> EXERCISE MATERIALS:
PR #4206, opened 2020-11-05
Fixed tests

grzesiek2010:
I ran tests locally.

To be honest I'm not sure what exactly was wrong. There was something wrong with doThrow depending on the order of running tests so I fixed using it thenThrow().

It doesn't require testing.

No.

No.

### DIFF
--- a/collect_app/src/androidTest/java/org/odk/collect/android/feature/formentry/IntentGroupTest.java
+++ b/collect_app/src/androidTest/java/org/odk/collect/android/feature/formentry/IntentGroupTest.java
@@ -58,8 +58,8 @@ import static androidx.test.espresso.matcher.ViewMatchers.withText;
 import static org.hamcrest.Matchers.is;
 import static org.hamcrest.CoreMatchers.not;
 import static org.hamcrest.core.StringEndsWith.endsWith;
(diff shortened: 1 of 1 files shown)


collect_app/src/androidTest/java/org/odk/collect/android/feature/formentry/IntentGroupTest.java
```diff
@@ -181,7 +181,7 @@ public void collect_shouldNotCrashWhenAnyExceptionIsThrownWhileReceivingAnswer()
         Intent resultIntent = new Intent();
 
         Uri uri = mock(Uri.class);
-        doThrow(new SecurityException()).when(uri);
```
seadowg, line 184: Yeah it looks like this setup is wrong. `when` is just being passed the `Uri` object. I think it should have been:

```
doThrow(new SecurityException()).when(uri).getScheme();
```

Does that seem right? If so the problem makes sense.

lognaturel: Ohh, I see. That makes sense. Seems we should generally go for `when` first anyway, so the fix is good.

seadowg (approved):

> WORK INSTRUCTION: Would you write down every record again, exactly?

> RESULT:
PR #4206, opened 2020-11-05
Fixed tests

grzesiek2010:
I ran tests locally.

To be honest I'm not sure what exactly was wrong. There was something wrong with doThrow depending on the order of running tests so I fixed using it thenThrow().

It doesn't require testing.

No.

No.

### DIFF
--- a/collect_app/src/androidTest/java/org/odk/collect/android/feature/formentry/IntentGroupTest.java
+++ b/collect_app/src/androidTest/java/org/odk/collect/android/feature/formentry/IntentGroupTest.java
@@ -58,8 +58,8 @@ import static androidx.test.espresso.matcher.ViewMatchers.withText;
 import static org.hamcrest.Matchers.is;
 import static org.hamcrest.CoreMatchers.not;
 import static org.hamcrest.core.StringEndsWith.endsWith;
(diff shortened: 1 of 1 files shown)


collect_app/src/androidTest/java/org/odk/collect/android/feature/formentry/IntentGroupTest.java
```diff
@@ -181,7 +181,7 @@ public void collect_shouldNotCrashWhenAnyExceptionIsThrownWhileReceivingAnswer()
         Intent resultIntent = new Intent();
 
         Uri uri = mock(Uri.class);
-        doThrow(new SecurityException()).when(uri);
```
seadowg, line 184: Yeah it looks like this setup is wrong. `when` is just being passed the `Uri` object. I think it should have been:

```
doThrow(new SecurityException()).when(uri).getScheme();
```

Does that seem right? If so the problem makes sense.

lognaturel: Ohh, I see. That makes sense. Seems we should generally go for `when` first anyway, so the fix is good.

seadowg (approved):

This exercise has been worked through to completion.